I am here to help anyone with Gaggia, Saeco and Caffitaly machines. I have 21 years experience with Gaggia as former MD of Gaggia UK and also as MD for Caffe Shop Ltd, we specialise in Gaggia machines.


----------



## Glenn (Jun 14, 2008)

Welcome to Coffee Forums UK

Nice to have a wealth of experience joining. Many of our members currently own, or started off with Gaggia machines.


----------



## Wren (Oct 2, 2013)

Hello and thanks for offering help - I posted the item below on the technical forum and I was referred to you on the new members' forum within the hour.

I've been given a wonderful Gaggia TS machine which is 10 years old, has been broken for 4/5 years but I'm certain it can be repaired. The only missing part is the filter holder and handle. There is a small leak at the brass outlet connection just to the left of the element (connects with the hot water tap) which seems straightforward to fix with a spanner and some ptfe tape and this will be affecting pressure.
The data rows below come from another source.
PR #2877, opened 2026-09-02
Fix biased MH samples from ignored aggregate proposals

### LINKED ISSUE #2876: Misspecified MH proposals can bias sampling
An aggregate proposal key can be present in the parameter `VarNamedTuple` without matching any executed `~` statement. `init` then draws each site from its prior, while `log_proposal_density` still includes the unused aggregate proposal. The recorded density therefore differs from the proposal kernel that generated the sample.

```julia
using Distributions
using DynamicPPL
using Random
using Statistics
using Turing

@model function model()
    x = zeros(2)
    x[1] ~ Exponential(0.5)
    x[2] ~ Exponential(0.5)
end

proposal = filldist(Exponential(1.0), 2)
chain = sample(
    MersenneTwister(0x5eed),
    model(),
    MH(@varname(x) => proposal),
    100_000;
    discard_initial=10_000,
    progress=false,
    verbose=false,
)

mean(chain[@varname(x[1])]), mean(chain[@varname(x[2])])
# Approximately (1.03, 0.94); expected (0.5, 0.5)
```

The proposal for `x` is ignored because the model executes separate statements for `x[1]` and `x[2]`. Both sites are therefore sampled from their priors. The density calculation nevertheless includes both prior densities and the declared density `q(x)`. In this static example, the chain consequently targets a density proportional to $p(x)L(x)/q(x)$.

This was traced to the MH rewrite introduced in [`481be6b3`](https://github.com/TuringLang/Turing.jl/commit/481be6b349934a448b293e0cb41e99e67d1bbdfb), merged through [PR #2756](https://github.com/TuringLang/Turing.jl/pull/2756), and released in v0.43.0. Using the equivalent `:x => proposal` syntax, the example produces means near `(0.5, 0.5)` in v0.42.9 but approximately `(1.03, 0.94)` in v0.43.0. Before the rewrite, MH grouped the indexed sites under `x` and applied the aggregate proposal to the whole vector. The new implementation selects proposals by exact `VarName` during model execution, but still includes the unused aggregate proposal when computing its density.

Proposal-density accounting should include only proposals actually selected during model evaluation. The initial support check and both directions of the MH ratio should use the same information.

yebai:
### The bug

An aggregate proposal can be addressable through a `VarNamedTuple` without being one of its exact keys. For a model containing `x[1] ~ ...` and `x[2] ~ ...`, `haskey(raw_vals, @varname(x))` is therefore true even though the model never executes a statement for `x`.

MH retains the proposal for `x`, but `InitFromProposals` does not use it when evaluating the indexed statements. Both sites are drawn from their priors. Density accounting nevertheless includes the unused aggregate density:

$$
g_{\mathrm{recorded}}(x) = p(x_1)p(x_2)q(x)
$$

The extra density ratio changes the invariant density from $p(x)L(x)$ to one proportional to $p(x)L(x)/q(x)$.

### The proof

```julia
using Distributions, DynamicPPL, Random, Statistics, Turing

@model function model()
    x = zeros(2)
    x[1] ~ Exponential(0.5)
    x[2] ~ Exponential(0.5)
end

chain = sample(
    MersenneTwister(0x5eed), model(),
    MH(@varname(x) => filldist(Exponential(1.0), 2)), 100_000;
    discard_initial=10_000, progress=false, verbose=false,
)

mean(chain[@varname(x[1])]), mean(chain[@varname(x[2])])
```

Before the fix, this gives approximately `(1.03, 0.94)` instead of `(0.5, 0.5)`. After the fix, it gives `(0.5020, 0.4999)`.

The regression test compares this chain against `MH()` under the same `StableRNG`. The chains differ before the fix and agree exactly afterward.

### The fix

Use membership in `keys(raw_vals)`, which contains the exact executed `VarName`s, instead of `haskey`, which also accepts structurally reconstructable aggregates. This excludes unused proposals before constructing `InitFromProposals`, keeping initialization and both directions of the MH ratio consistent.

Fixes #2876.

### DIFF
--- a/src/mcmc/mh.jl
+++ b/src/mcmc/mh.jl
@@ -164,6 +164,15 @@ struct LinkedRW{C}
 end
 LinkedRW(var::Real) = LinkedRW(var * I)
 
+# For example, `LinkExact(Set([@varname(x)]))` links `x` but not `x[1]`,
+# whereas `DynamicPPL.LinkSome` links both.
+struct LinkExact{V<:Set{<:VarName}} <: DynamicPPL.AbstractTransformStrategy
+    vns::V
+end
+function DynamicPPL.target_transform(strategy::LinkExact, vn::VarName)
+    return vn in strategy.vns ? DynamicPPL.DynamicLink() : DynamicPPL.Unlink()
+end
+
 """
     InitFromProposals(proposals::VarNamedTuple, verbose::Bool)
 
@@ -222,11 +231,12 @@ function MH(pair1::SymOrVNPair, pairs::Vararg{SymOrVNPair})
     # have `LinkedRW` proposals. That in turn is obtained using `MHLinkedValuesAccumulator`.
     function init_strategy_constructor(raw_vals, linked_vals)
         proposals = DynamicPPL.VarNamedTuple()
+        raw_vns = Set(keys(raw_vals))
         for pair in vn_proposal_pairs
             # Convert all keys to VarNames.
             vn, proposal = pair
             vn = _to_varname(vn)
-            if vn ∉ keys(raw_vals)
+            if vn ∉ raw_vns
                 continue
             end
             proposal_dist = if proposal isa Distribution
@@ -254,7 +264,7 @@ function MH(pair1::SymOrVNPair, pairs::Vararg{SymOrVNPair})
     link_strategy = if isempty(linkedrw_vns)
         DynamicPPL.UnlinkAll()
     else
-        DynamicPPL.LinkSome(linkedrw_vns, DynamicPPL.UnlinkAll())
+        LinkExact(linkedrw_vns)
     end
     return MH(init_strategy_constructor, link_strategy, all_vns)
 end
--- a/src/mcmc/mh.jl
+++ b/src/mcmc/mh.jl
@@ -226,7 +226,7 @@ function MH(pair1::SymOrVNPair, pairs::Vararg{SymOrVNPair})
             # Convert all keys to VarNames.
             vn, proposal = pair
             vn = _to_varname(vn)
-            if !haskey(raw_vals, vn)
+            if vn ∉ keys(raw_vals)
                 continue
             end
             proposal_dist = if proposal isa Distribution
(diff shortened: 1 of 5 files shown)


src/mcmc/mh.jl
```diff
@@ -222,11 +231,12 @@ function MH(pair1::SymOrVNPair, pairs::Vararg{SymOrVNPair})
     # have `LinkedRW` proposals. That in turn is obtained using `MHLinkedValuesAccumulator`.
     function init_strategy_constructor(raw_vals, linked_vals)
         proposals = DynamicPPL.VarNamedTuple()
+        raw_vns = Set(keys(raw_vals))
         for pair in vn_proposal_pairs
             # Convert all keys to VarNames.
             vn, proposal = pair
             vn = _to_varname(vn)
-            if !haskey(raw_vals, vn)
+            if vn ∉ raw_vns
```
yebai, line 239: This is the issue, as it includes ignored aggregate proposals.

sunxd3:
This is subtle, thanks for looking into this.

I think the current PR might still have some issues. For instance, 

```julia
@model function ranged_site()
    x = zeros(2)
    x[1:2] ~ MvNormal(zeros(2), I)
end

MH(@varname(x[1:2]) => MvNormal(zeros(2), 4I))
```

The proposal exactly matches the tilde LHS, but `keys(raw_vals)` contains `x[1]` and `x[2]`, so the PR drops it. It draws from the prior but does not include that prior in the proposal-density correction. Consequently, the chain targets $N(0, \frac{1}{2} I)$ rather than $N(0, I)$.

Actual output from 30,000 samples on the PR head:

```text
E[x1²]=0.9963  E[x2²]=1.0044  acceptance=0.4015
```

So the variance is wrong (should be both ~0.5).

---

A pre-existing bug involving `:=` discovered during review

```julia
@model function deterministic_site()
    x ~ Exponential(0.5)
    y := x
end

MH(@varname(y) => Exponential(1.0))
```

`RawValueAccumulator(true)` includes `y`, so this proposal is retained. However, `y` is not a tilde-site, meaning the proposal is never used for sampling while its density is still included in the acceptance ratio.

```text
proposal for y: E[x]=0.9839  acceptance=0.6689
MH() control:   E[x]=0.5007  acceptance=1.0000
```

yebai:
Thanks @sunxd3. Closing this in favour of https://github.com/TuringLang/Turing.jl/pull/2883. See the comments there for reasons.

Issue #1583, opened 2021-04-10
MH currently does not support link/invlink properly on a per-variable basis


torfjelde:
Ref: https://github.com/TuringLang/Turing.jl/pull/1582

Currently, something like
```julia
 MH(
       :m => AdvancedMH.StaticProposal(Normal()),
       :s => AdvancedMH.RandomWalkProposal(Normal())
)
```

won't lead to `s` being linked as one might except. The "fix" in https://github.com/TuringLang/Turing.jl/pull/1582 makes it so that we at least link if *all* are `RandomWalkProposal`. 

This could be easily done after https://github.com/TuringLang/DynamicPPL.jl/pull/231 if we decide to take that approach.

Making this issue as a reminder.

penelopeysm:
I've basically rewritten MH with init strategies + accumulators in #2756, and this should be handled correctly, albeit without forwarding to AdvancedMH (whose NamedTuple-based interface is too inflexible for Turing models, and was too tightly tied to the NamedTuple-of-metadata structure). The current interface is something like this:

```julia
spl = MH(
    # Static proposal
    @varname(x) => Normal(),

    # Conditional proposal, depends on previous step's value in unlinked space.
    # vnt contains all variables' values so you could have some wacky stuff here
    @varname(y) => (vnt -> Normal(vnt[@varname(y)], 1.0),

    # RW proposal, but operates on linked values.
    @varname(z) => LinkedRW([1.0;;])
)
```

penelopeysm:
Fixed in v0.43

yebai:
The per-`VarName` generalisation introduced to resolve this issue created a correctness risk, documented in #2876. An aggregate proposal can be included in the Hastings ratio without being used to generate the candidate:

  ```julia
  using Distributions, DynamicPPL, Random, Statistics, Turing

  @model function aggregate_sites()
      x = zeros(2)
      x[1] ~ Exponential(0.5)
      x[2] ~ Exponential(0.5)
  end

  chain = sample(
      MersenneTwister(0x5eed),
      aggregate_sites(),
      MH(@varname(x) => filldist(Exponential(1.0), 2)),
      100_000;
      discard_initial=10_000,
      progress=false,
      verbose=false,
  )

  mean(chain[@varname(x[1])]), mean(chain[@varname(x[2])])
  # (1.034, 0.935); expected approximately (0.5, 0.5)
```

[...]

PR #2882, opened 2026-09-03
mh: validate exact proposal sites

yebai:
Draft alternative to #2877 for #2876. This records `VarName`s seen at executed `~` sites and requires keyed MH proposals to match exactly, preventing unused aggregate proposals from entering the acceptance ratio. Tests cover indexed and ranged sites, `:=` variables, and #1583-related linking behavior.

Open questions remain around preserving linear-index identity, distinguishing inactive proposals under conditioning and Gibbs, and avoiding repeated site-key scans. These should be resolved before this approach is merged.


yebai:
Closing this in favour of https://github.com/TuringLang/Turing.jl/pull/2883. See the comments there for reasons.

PR #167, opened 2024-03-22
Feature/detach query service from app

csansoon:
The functions in Query Service defined in the App are useful for another packages, like CLI and VSCode Extension, so I'm detaching it into its own package.


packages/query_service/.eslintrc.cjs
```diff
@@ -0,0 +1,7 @@
+/** @type {import("eslint").Linter.Config} */
+module.exports = {
+  extends: ['@latitude-data/eslint-config/library.js'],
+  parserOptions: {
+    project: true,
+  },
```
andresgutgon, line 6: no need for parseOptions I think

packages/query_service/package.json
```diff
@@ -0,0 +1,33 @@
...
+    "prettier": "prettier --write src/**/*.ts"
+  },
+  "type": "module",
+  "main": "dist/index.ts",
+  "types": "dist/index.d.ts",
+  "exports": {
+    ".": {
+      "types": "./dist/index.d.ts",
+      "import": "./dist/index.js"
+    }
```
andresgutgon, line 21: In the case of a simple index no need for exports I think

packages/query_service/package.json
```diff
@@ -0,0 +1,33 @@
...
+  "devDependencies": {
+    "@latitude-data/eslint-config": "workspace:*",
+    "@latitude-data/typescript": "workspace:*",
+    "@rollup/plugin-typescript": "^11.1.6",
+    "vitest": "^1.2.2",
+    "prettier": "^3.1.1",
+    "rollup": "^4.10.0"
+  },
+  "dependencies": {
+  }
```
andresgutgon, line 32: 🔥

packages/query_service/tsconfig.json
```diff
@@ -0,0 +1,9 @@
+{
+  "extends": ["@latitude-data/typescript/base.json"],
+  "compilerOptions": {
+    "rootDir": "src",
+    "outDir": "dist"
```
andresgutgon, line 5: Missing root export types key

packages/query_service/package.json
```diff
@@ -0,0 +1,27 @@
+{
+  "name": "@latitude-data/query_service",
+  "version": "0.0.1",
```
andresgutgon, line 3: I think you can start in 0.1.0

andresgutgon (dismissed):

PR #180, opened 2024-03-25
feature: split config responsibilities and simplify it

### LINKED ISSUE #185: Revert support to npm
From the get go we tried to support whatever package manager the user was using in Latitude's CLI: pnpm yarn or npm. The problem with this is that we either have to ask the user what manager they want the CLI to use or we have to take a guess, which more often than not could be wrong. In order to deliver a more robust solution and taking into consideration our bandwith we are gonna remove support for alternative package managers and instead focus on providing a rock solid solution with npm, which ships with all versions of NodeJS and is plenty fast for all versions of node that Latitude supports.

geclos:
# WHAT

Config is currently a complex state store that mutates throughout the code execution which makes it very hard to understand what is happening. I'm splitting its responsibilities into smaller subcomponents that will each perform a single, idempotent task whenever possible. This PR will be followed by more optimizations in the near future.

In this commit:
- Removed latitude json config from config global, now we get it from `await findOrCreateConfigFile`
- Made config file a module-level singleton
- Stop passing around config as prop everywhere, the point of it being a global is that you don't need to inject it everywhere

Fixes #185


packages/cli/src/cli.ts
```diff
@@ -1,9 +1,9 @@
 #!/usr/bin/env node
 
 import command from './commands'
+import config from './config'
```
andresgutgon, line 4: Before was a singleton but @csansoon changed because he needed to use it on vscode extension. Confirm with him

packages/cli/src/cli.ts
```diff
@@ -69,20 +69,18 @@ CLI.command('credentials')
   .describe('Manage credentials for the data app')
   .option(
     '--create-master-key',
-    'Create a master key for the data app. If you did\'t had one in your .env file',
+    "Create a master key for the data app. If you didn't had one in your .env file",
```
geclos, line 72: Please be careful with user-facing english @latitude-dev/developers

csansoon (approved):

However the faults are more serious I think:

When I turn it on the light flicks red which is correct

The light stays on if there is no water in the tank which is correct

The boiler fills from the tank ok and I've tested the level sensor on the boiler and it seems to work ok.

The boiler heats up, but only occasionally... more often there is just no power to the element

The boiler will heat up sometimes and turn off for no apparent reason. Don't think the anti vacuum valve is stuck but it may be

The boiler will occasionally build pressure to the extent that I can test the steam and water taps which work and see that the pressure sensor gauge works

The group heats with the independent element (nice) and water will flow when I turn on the group switch.

I suspect the issues might be: controller, solenoid, pressure stat, HX/element problem.

My plan is to resolve the issues and buy/ install the right components and then restore before use.

However I have no idea how to test the components, in what logical sequence or where to buy them from.

I'd really appreciate help from someone who understands these machines. I'm very practical and can do most things with some guidance.

With many thanks!


----------